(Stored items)
PR #1014, opened 2024-06-24
Dump offload refactoring as per phosphor-debug-collector

asmithakarun:
phosphor-debug-collector has introduced new design changes to dumps. The backend has the following dbus structure to hold bmc and host dumps:

/xyz/openbmc_project/dump/bmc/entry - stores all bmc dump entries /xyz/openbmc_project/dump/system/entry - stores all host dump entries

All types of host dumps are listed under the same dbus object (mentioned above). Each dump types are differentiated with their IDs.

This commit contains changes to the offload method of various host dumps, with system and resource dumps following the unix socket streaming way (current offload method) and all other bmc stored host dumps following the file body approach that is already used to offload bmc dump dumps.

Tested By:
[1] GET
https://${bmc}/redfish/v1/Systems/system/LogServices/Dump/Entries/0000000D/attachment
> attchment_000D

The same command is used to test for all the other host dumps as well.

### DIFF
--- a/http/http_connection.hpp
+++ b/http/http_connection.hpp
@@ -330,9 +330,15 @@ class Connection :
         }
 
         std::string url(req->target());
-        if (boost::algorithm::contains(url,
-                                       "/system/LogServices/Dump/Entries/") &&
-            boost::algorithm::ends_with(url, "/attachment"))
+        // Check if the offload URL has system/resource dump entry ID
+        // System dumps ID starts with 'A<>'
+        // Resource dumps ID starts with 'B<>'
+        if ((boost::algorithm::contains(url,
+                                        "/system/LogServices/Dump/Entries/A") &&
+             boost::algorithm::ends_with(url, "/attachment")) ||
+            (boost::algorithm::contains(url,
+                                        "/system/LogServices/Dump/Entries/B") &&
+             boost::algorithm::ends_with(url, "/attachment")))
         {
             asyncResp->res.setCompleteRequestHandler(
                 [self(shared_from_this())](crow::Response& thisRes) {
--- a/include/dump_offload.hpp
+++ b/include/dump_offload.hpp
@@ -341,76 +341,101 @@ inline void resetHandlers()
     }
 }
 
+inline void dumpOffloadStreamingOnOpenCallback(
+    crow::streaming_response::Connection& conn)
+{
+    if (!systemHandlers.empty())
+    {
+        BMCWEB_LOG_WARNING("Can't allow dump offload opertaion, one "
+                           "of the host dump is already offloading");
+        conn.sendStreamErrorStatus(
+            boost::beast::http::status::service_unavailable);
+        conn.close();
+        return;
+    }
+
+    std::string url(conn.req.target());
+    std::string startDelimiter = "Entries/";
+    std::size_t pos1 = url.rfind(startDelimiter);
+    std::size_t pos2 = url.rfind("/attachment");
+    if (pos1 == std::string::npos || pos2 == std::string::npos)
+    {
+        BMCWEB_LOG_WARNING("Unable to extract the dump id");
+        conn.sendStreamErrorStatus(boost::beast::http::status::not_found);
+        conn.close();
+        return;
+    }
+    std::string dumpId = url.substr(pos1 + startDelimiter.length(),
+                                    pos2 - pos1 - startDelimiter.length());
+    std::string dumpType = "system";
+
+    boost::asio::io_context* ioCon = conn.getIoContext();
+
+    // Generating random id to create unique socket file
+    // for each dump offload request
+    std::random_device rd;
+    std::default_random_engine gen(rd());
+    std::uniform_int_distribution<> dist{0, 1024};
+    std::string unixSocketPath = std::string(unixSocketPathDir) + dumpType +
+                                 "_dump_" + std::to_string(dist(gen));
+    systemHandlers[&conn] = std::make_shared<Handler>(*ioCon, dumpId, dumpType,
+                                                      unixSocketPath);
+    systemHandlers[&conn]->connection = &conn;
+
+    if (!crow::ibm_utils::createDirectory(unixSocketPathDir))
+    {
+        systemHandlers[&conn]->connection->sendStreamErrorStatus(
+            boost::beast::http::status::not_found);
+        systemHandlers[&conn]->connection->close();
+        return;
+    }
+    BMCWEB_LOG_CRITICAL("INFO: {}  dump id {} offload initiated by: ", dumpType,
+                        dumpId, conn.req.session->clientIp);
+    systemHandlers[&conn]->getDumpSize(dumpId, dumpType);
+}
+
+inline void dumpOffloadStreamingOnCloseCallback(
+    crow::streaming_response::Connection& conn, bool& status)
+{
+    auto handler = systemHandlers.find(&conn);
+    if (handler == systemHandlers.end())
+    {
+        BMCWEB_LOG_DEBUG("No handler to cleanup");
+        return;
+    }
+    handler->second->cleanupSocketFiles();
+    if (!status)
+    {
+        handler->second->resetOffloadURI();
+    }
+    handler->second->outputBuffer.clear();
+    systemHandlers.clear();
+}
+
 inline void requestRoutes(App& app)
 {
+    // System Dumps
     BMCWEB_ROUTE(
         app,
-        "/redfish/v1/Systems/system/LogServices/Dump/Entries/<str>/attachment/")
+        "/redfish/v1/Systems/system/LogServices/Dump/Entries/A<str>/attachment/")
         .privileges({{"ConfigureComponents", "ConfigureManager"}})
         .streamingResponse()
         .onopen([](crow::streaming_response::Connection& conn) {
-        if (!systemHandlers.empty())
-        {
-            BMCWEB_LOG_WARNING("Can't allow dump offload opertaion, one "
-                               "of the host dump is already offloading");
-            conn.sendStreamErrorStatus(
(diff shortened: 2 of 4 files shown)


raviteja-b (approved):

raviteja-b:
@asmithakarun please fix CI failures

redfish-core/lib/log_services.hpp
```diff
@@ -4082,6 +4070,30 @@ inline void handleLogServicesDumpEntryComputerSystemDelete(
...
+inline void handleLogServicesDumpEntryComputerSystemDownloadGet(
+    crow::App& app, const std::string& dumpType, const crow::Request& req,
+    const std::shared_ptr<bmcweb::AsyncResp>& asyncResp,
+    const std::string& /*dumpId*/)
+{
+    if (!redfish::setUpRedfishRoute(app, req, asyncResp))
+    {
+        return;
+    }
+    std::string url(req.target());
```
abhilashraju, line 4082: look like this code can be taken out in to a function that returns optional value containing the url segment between Entries and attachement

redfish-core/lib/log_services.hpp
```diff
@@ -4082,6 +4070,30 @@ inline void handleLogServicesDumpEntryComputerSystemDelete(
...
+    std::string startDelimiter = "Entries/";
+    std::size_t pos1 = url.rfind(startDelimiter);
```
abhilashraju, line 4084: can we use url.segments() to split urls in to array of string and use std::find to find segment after the Entries segment?

redfish-core/lib/log_services.hpp
asmithakarun: Its just at this place we are having this requirement. 
I guess this should still be fine.

Do you still think if another function is required?

redfish-core/lib/log_services.hpp
```diff
@@ -4339,6 +4351,41 @@ inline void requestRoutesSystemDumpEntryCollection(App& app)
             std::ref(app)));
 }
 
+inline void requestRoutesSystemDumpEntryDownload(App& app)
+{
+    // Hardware dump
+    BMCWEB_ROUTE(
+        app,
+        "/redfish/v1/Systems/system/LogServices/Dump/Entries/0<str>/attachment/")
```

§ **REQUIRED WORK**:
Each line above with the word "algorithm" needs to be copied.

§ **EXERCISE RESULT**:
-        if (boost::algorithm::contains(url,
-            boost::algorithm::ends_with(url, "/attachment"))
+        if ((boost::algorithm::contains(url,
+             boost::algorithm::ends_with(url, "/attachment")) ||
+            (boost::algorithm::contains(url,
+             boost::algorithm::ends_with(url, "/attachment")))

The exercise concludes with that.